[Records excerpted from a collection]
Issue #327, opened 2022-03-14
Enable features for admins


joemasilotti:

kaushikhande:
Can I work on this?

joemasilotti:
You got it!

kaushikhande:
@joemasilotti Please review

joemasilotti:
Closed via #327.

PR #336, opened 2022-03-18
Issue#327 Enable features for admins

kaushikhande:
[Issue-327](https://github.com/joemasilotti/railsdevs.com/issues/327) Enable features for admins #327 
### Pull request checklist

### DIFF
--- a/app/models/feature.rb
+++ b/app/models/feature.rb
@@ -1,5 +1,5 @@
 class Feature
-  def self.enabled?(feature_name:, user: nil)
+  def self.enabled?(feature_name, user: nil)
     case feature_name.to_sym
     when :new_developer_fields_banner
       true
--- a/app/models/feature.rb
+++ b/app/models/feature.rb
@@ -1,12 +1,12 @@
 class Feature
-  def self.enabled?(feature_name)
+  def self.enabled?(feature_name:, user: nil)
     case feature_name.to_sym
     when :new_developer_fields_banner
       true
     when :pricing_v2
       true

==

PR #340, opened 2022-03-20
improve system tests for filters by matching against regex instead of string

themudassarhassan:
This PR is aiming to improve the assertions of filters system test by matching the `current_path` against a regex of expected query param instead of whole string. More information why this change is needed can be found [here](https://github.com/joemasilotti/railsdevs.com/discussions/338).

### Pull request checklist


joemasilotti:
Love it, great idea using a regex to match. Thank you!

What is expected » A single number is needed: the count of lines in the records that contain "against".

Result for this task » 2